▶ _MATERIAL FOR THIS TASK_
◇ ◇ ◇ ◇ ◇
PR #599, opened 2026-09-08
fix(browser): offer keep-both for cross-folder paste conflicts

### LINKED ISSUE #395: fix(file-operations): unify same-folder and cross-folder paste
Split from the grouped rename and copy/paste report ([#354](https://github.com/lgse/strata/issues/354), item 5 of 5).

Sibling issues already filed for other slices of that report: copy undo ([#390](https://github.com/lgse/strata/issues/390)), conflict dialog **X** ([#391](https://github.com/lgse/strata/issues/391)), destination selection ([#392](https://github.com/lgse/strata/issues/392)), rename caret ([#394](https://github.com/lgse/strata/issues/394)). This issue is the remaining product inconsistency between pasting into the current folder and pasting into a different folder — naming / collision policy — not those completion behaviors.

## Strata version

Reproduced on Strata debug build at commit `183d744` with fixture `source/report.txt` and `dest/report.txt`.

## What happened?

Copy/paste does not behave the same way when the destination is the current folder versus a different folder.

In practice:

- Pasting a file into the folder it already occupies silently creates `name (1).ext` (then `(2)`, …) and never asks.
- Pasting that same file into another folder that already has `name.ext` raises “File already exists” with Replace / Skip / Cancel, and has no “keep both / unique name” choice.

That makes it hard to predict whether a paste will auto-rename, prompt, replace, or no-op.

## Steps to reproduce

Use a writable fixture with `source/report.txt` and `dest/report.txt` (same basename, different files).

### Same-folder paste (auto-duplicate)

1. Open `source/`.
2. Copy `report.txt` and paste into `source/`.
3. Observe a new `report (1).txt` with no dialog.

### Cross-folder paste (conflict dialog)

1. Copy `source/report.txt`.
2. Open `dest/` and paste.
3. Observe the “File already exists” dialog instead of a generated unique name.
4. Choose Replace, Skip, and Cancel on separate runs and compare outcomes.

## Expected behavior

Same-folder and cross-folder paste share consistent naming and collision policy (auto unique name, prompt, or a prompt that includes “keep both”), and share the same dialog actions when a prompt is required.

Duplicate and clipboard paste into the source’s parent must stay on that shared path so Ctrl+V in the current folder and an explicit duplicate do not diverge again.

Selection / undo / dialog **X** belong to the sibling issues above; the unified paste path should use those once they exist.

## Screenshots or video

Full walkthrough (~91s) — same-folder unique name, conflict dialog Cancel/Skip, Miller context check:

https://cursor.com/artifacts/v/art-86a1f3a7-9cee-47d1-8ac9-a381187a9b2b

Clean side-by-side (~28s) — silent `report (1).txt`, then conflict dialog → Replace:

https://cursor.com/artifacts/v/art-785334c0-28ba-46e3-b57f-36e626141119

## Additional context

Paste enters `BrowserState::start_transfer`. `transfer_has_collision` returns false when the source equals the would-be target, so same-folder pastes bypass the dialog and take the path where `local_operations` allocates `name (1).ext` via `duplicate_target`. Only genuine cross-folder collisions reach `confirm_replace_conflict`, which offers Replace / Skip / Cancel with no generate-unique-name choice.

`TransferConflict` only has `FailIfExists` and `ReplaceExisting` — there is no keep-both / unique-name option for the cross-folder dialog.

### Acceptance criteria

- [ ] Same-folder and cross-folder paste use one naming and collision policy, including generated unique names and conflict-resolved names.
- [ ] Duplicate, clipboard paste into the source folder, and clipboard paste into another folder share completion, selection, and undo behavior (via the sibling fixes).
- [ ] The conflict dialog, when shown, offers the same actions regardless of which path produced the collision; Cancel / Escape / **X** do not modify files.
- [ ] Automated tests cover: same-folder generated names, cross-folder unique-name or replace/skip outcomes under the chosen policy, and mixed multi-item pastes.

spandan11106:
## Description

Same-folder copy paste silently generates a unique name (`name (1).ext`) on a collision and never prompts, while cross-folder paste only offers Replace/Skip/Cancel with no way to keep both copies. This adds a `KeepBoth` conflict option, reusing the existing unique-name generation logic, and surfaces it as a "Keep Both" button in the cross-folder conflict dialog for copy paste.

Move operations (cut/paste, drag-move) keep their prior Replace/Skip/Cancel behavior only — Keep Both is not offered there, because undo and post-move reveal currently assume a move never renames its destination; offering it there would need separate follow-up work to carry the renamed target through undo/reveal tracking.

## Visual evidence

N/A from me directly — this only adds one new button ("Keep Both") to the existing "File already exists" conflict dialog, no other layout changes. I don't have a way to capture a screenshot from this environment; happy to attach one if needed.

## How to test

1. Create two folders with a same-named, differently-contented file, e.g. `source/report.txt` and `dest/report.txt`.
2. Copy `report.txt` from `source/` and paste into `source/` again.
3. Copy `report.txt` from `source/`, navigate to `dest/`, and paste.
4. Cut `report.txt` from `source/` (Ctrl+X), navigate to `dest/`, and paste.

**Expected result:**
- Step 2 (same-folder copy): unchanged — `report (1).txt` is created silently, no dialog.
- Step 3 (cross-folder copy): the conflict dialog now offers Skip / Keep Both / Replace / Cancel. Choosing Keep Both creates `report (1).txt` in `dest/` without touching the existing file.
- Step 4 (cross-folder move): the conflict dialog offers only Skip / Replace / Cancel, same as before — Keep Both is not shown for moves.
- Cancel/Escape/the dialog's close button never modify any file, for either dialog.

## Related issue

Closes #395


spandan11106:
image

l0gicgate:
Merged `main` (`c62354f`) and fixed two review blockers:

- Enter now activates the focused conflict action instead of always choosing Replace—even when **Keep Both** was focused.
- Keep Both no longer bypasses the backend's self/descendant-transfer no-op guard.

Added regression coverage for keyboard/pointer Keep Both, numbered-copy selection and undo, mixed apply-to-all pastes, and copy/move cancellation. Audited every added comment and removed or tightened redundant prose.

Exercised the real GTK application on isolated Xvfb: Shift+Tab to Keep Both, then Enter creates and selects the numbered copy without changing the existing file. Pointer activation, undo, and Cancel/Escape/close also preserve the expected files.

GitHub still requires approval from someone other than the last pusher.

Captured current dialog/result screenshots, but this session has no GitHub attachment-upload tooling; these files were **not uploaded**:
- `/tmp/strata-599-review-media/keep-both-keyboard-focus.png`
- `/tmp/strata-599-review-media/keep-both-result.png`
◇ ◇ ◇ ◇ ◇
Write out exactly the lines between the start of the entries and the line containing "### LINKED ISSUE", including that line and the first one.

PR #599, opened 2026-09-08
fix(browser): offer keep-both for cross-folder paste conflicts

### LINKED ISSUE #395: fix(file-operations): unify same-folder and cross-folder paste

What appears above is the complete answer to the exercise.